--- START ---

PR #1535, opened 2020-09-05
Relax block ordering constraints

FICTURE7:
Before `block.Next` had to follow `block.ListNext`, now it does not. `block.Next` and `block.Branch` could also be a bit ambiguous when there was a single successor, now they are not.

Instead `CodeGenerator` will now emit the jump instructions when necessary to ensure control flow. This makes control flow and block order modifications easier (see `ControlFlowGraph.SplitEdge(pred, succ)` & `LinearScanAllocator.FirstSuccessor(bb)` for examples). It also eliminates some simple case of redundant unconditional branches.

```patch
@@ -30,8 +30,6 @@
   sub ecx,byte +0x1
   mov [rax+0x400],ecx
 .L4:
-  jmp short .L5
-.L5:
   test rbp,rbp
   setl cl
   movzx ecx,cl
@@ -46,8 +44,8 @@
```

This PR removes the `Branch` instruction. An alternative approach would be to canonicalize flow by using the `Branch` instruction. but I figure its one less operation to traverse, so I removed it. Let me know if you think the alternative solution is better or if there are other better alternatives.

This also improves the liveness analysis done in the LSRA a little bit, when visiting the successors, it was short circuiting early so the result set took a couple of more iterations than usual to stabilize.

### DIFF
--- a/ARMeilleure/CodeGen/RegisterAllocators/HybridAllocator.cs
+++ b/ARMeilleure/CodeGen/RegisterAllocators/HybridAllocator.cs
@@ -427,18 +427,5 @@ namespace ARMeilleure.CodeGen.RegisterAllocators
         {
             return local.Assignments.Count + local.Uses.Count;
         }
-
-        private static IEnumerable<BasicBlock> Successors(BasicBlock block)
-        {
-            if (block.Next != null)
-            {
-                yield return block.Next;
-            }
-
-            if (block.Branch != null)
-            {
-                yield return block.Branch;
-            }
-        }
     }
 }
--- a/ARMeilleure/CodeGen/RegisterAllocators/LinearScanAllocator.cs
+++ b/ARMeilleure/CodeGen/RegisterAllocators/LinearScanAllocator.cs
@@ -626,16 +626,11 @@ namespace ARMeilleure.CodeGen.RegisterAllocators
                     continue;
                 }
 
-                bool hasSingleOrNoSuccessor = block.Next == null || block.Branch == null;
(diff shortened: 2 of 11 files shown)


riperiperi:
Nice, code looks good and it's appreciably cleaner.

Just to check JIT performance, I reran a PTC compile for MK8 1.7 with 41920 functions, looks like it took slightly longer to complete, but within margin of error.

This pr:
00:01:49.558 |I| HLE.HostThread.0 Gpu : Completed PTC in 105905ms
Master:
00:01:45.165 |I| HLE.HostThread.0 Gpu : Completed PTC in 102107ms

This cache is a bit of an outlier though, and my machine's thread count also makes it more susceptible to heap contention or whatever is slowing the codegen/lsra down.

riperiperi:
Oh yeah, if anyone wants to test themselves for this or future prs, you can easily just change PTC version then add a stopwatch + log around `Ptc.MakeAndSaveTranslations`. Might even be useful enough to PR in future.

riperiperi (approved):

FICTURE7:
Interesting. I suspect it is because accessing the successors is slightly more expensive, we pay for a couple of bound checks and an extra indirection. Before these were inlined in the structure of `BasicBlock` and the getters of `Next`/`Branch` were probably inlined at the caller site as well.

gdkchan (approved):
lgtm, thanks!
The `Next` and `Branch` blocks are indeed a nuisance (and can be confusing with `Next` and `ListNext`), so glad to see this changed.
FWIW the same improvement can also be applied to the shader translator.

--- END ---

• Brief: For each line in the data above that contains the string "yield", extract the line.

• Solved problem:
-                yield return block.Next;
-                yield return block.Branch;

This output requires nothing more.